Mary Schmich, Tribune New Service
President Donald Trump who has had a full presidential term to prove that he is redeemable has failed repeatedly. Gulf Today political team sheds light on why the vote could be the closest thing Americans have to a vaccine
Hate. It’s the other pandemic. It’s a contagious virus that easily infects people afflicted by the preexisting conditions of ignorance and fear. Now, under the influence of the superspreader known as the president of the United States, almost no one is immune. Even people who have tried to resist the ugliness of hating other human beings are succumbing in ever greater numbers.
The other day — around the time Donald Trump left the hospital infected with a virus that has killed 210,000 Americans due in part to his actions, after he cockily and dangerously assured the nation not to be afraid of the disease, after years of his defilement of basic decency — a friend of mine posted an admission on social media.
“For most of my life, I didn’t hate anyone,” he wrote. “I was proud of that. Now I hate Trump and his enablers. I hate them for their racism, cruelty and criminality. I hate them for trying to destroy our democracy and steal my family’s future. And I hate them for making me a hater like them.”
I read that and I winced. Not because he’d said something he shouldn’t, but because I identified. I’ve never felt hatred before, for anyone, including politicians I didn’t like. The very word — hate — feels vile.

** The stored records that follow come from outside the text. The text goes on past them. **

PR #241, opened 2026-06-17
fix(security): QSDK-05/06 reject out-of-range qubit indices at the trust boundary

DZPM:
## Summary

Fixes **QSDK-05** (Medium, CWE-125 / CWE-787) and the closely related **QSDK-06** (Low, CWE-787) from the QiliSDK security analysis.

Findings: [QSDK-05](https://app.notion.com/p/37d7eec14c5381c0b1ebc1866a31833e) and [QSDK-06](https://app.notion.com/p/37d7eec14c5381da8770db5cf7e8ec3b)

The matrix-free kernels computed a shift mask from an unvalidated qubit index, and `parse_measurements` wrote `final_qubits_to_measure[target]` with no bounds check. The Python layer only rejected `qubit >= nqubits` (never `qubit < 0`), and deserialization reconstructs `Circuit` / `Gate` / `Pauli` objects without re-running `__init__`, so a crafted or negative index reached the C++ kernels (undefined shift, wild mask, out-of-bounds state access, QSDK-05) and the measurement vector (out-of-bounds write, QSDK-06).

## Fix

- **C++ (keystone):** validate every control / target / Pauli / measurement index against the circuit size in `parse_gates`, `parse_hamiltonians_matrix_free` and `parse_measurements`, before it reaches the kernels (covers the deserialization-bypass path). Defensively guard the shift in `MatrixFreeOperator::apply`.
- **Python (defense-in-depth):** reject `qubit < 0` in `Circuit._add` / `_insert` and `PauliOperator.__init__`.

And yet under the tyranny of Trump I find the feeling flickering into my brain. I try to fight it off, but it’s hard to do, like fighting off a nasty cough. A lot of people can relate.
“I understand,” one person replied to my friend’s post. “I don’t even recognise the part of myself that feels this way.”
“I am angry that I hate Trump,” said another. “It makes me no better than him.”
“I feel the same,” wrote someone else. “But our baseline isn’t hate. I think what we’re feeling is outrage at the injustice & unnecessary suffering. That and crises exhaustion. It’s not the same as being an amoral monster.”
It’s nice to think that what feels like hate is really just exhaustion. But is it?
Some dictionaries define hate as nothing more than intense dislike, but that doesn’t do justice to the word that is our current contagion. I hate leaf blowers and pumpkin spice lattes and misplaced apostrophes, but that emotion is really just annoyance.
Philosophers through the ages have spent a lot of words trying to define hate. Some say hatred includes a desire to harm other people, to dominate or eliminate. I asked my friend how he defined hate as he used it in his post.
“Hate, to me, means wishing ill on people, hoping bad things happen to them, believing the Earth would be better without them,” he said. “This is just my personal view, but it has a lot to do with redemption. When I say I hate Trump, I am saying he has done damage to me and the people/things I love and is simply irredeemable.”
Trump has had a full presidential term to prove that he is redeemable. He has failed, over and over. And to Americans of any political party who value honesty, decency and fairness in a leader that is very scary.
Trump, with his constant assault on what we call “norms,” has given us great, reasonable cause to be afraid. And fear, especially when mixed with futility, leads to hate.
But here’s one problem with hatred: It feels bad. It feels wrong. The hatred expressed by white supremacists is more dangerous than the hatred aimed at Trump and his enablers, but hatred is hatred, and it’s never good.
So what should we do with these ugly feelings? You can’t simply tell yourself not to feel what you feel. But it’s Self-Help 101: Look at what you feel. Acknowledge it. Then look for healthy, helpful ways to feel better.
It’s an ancient truth that hatred breeds hatred, that hatred breeds violence, that violence breeds violence. What we need now is not more hatred, it’s an escape from the cycle. We need stamina. And we need to vote, for the candidate who doesn’t stoke hatred.
The vote is the closest thing we have to a vaccine.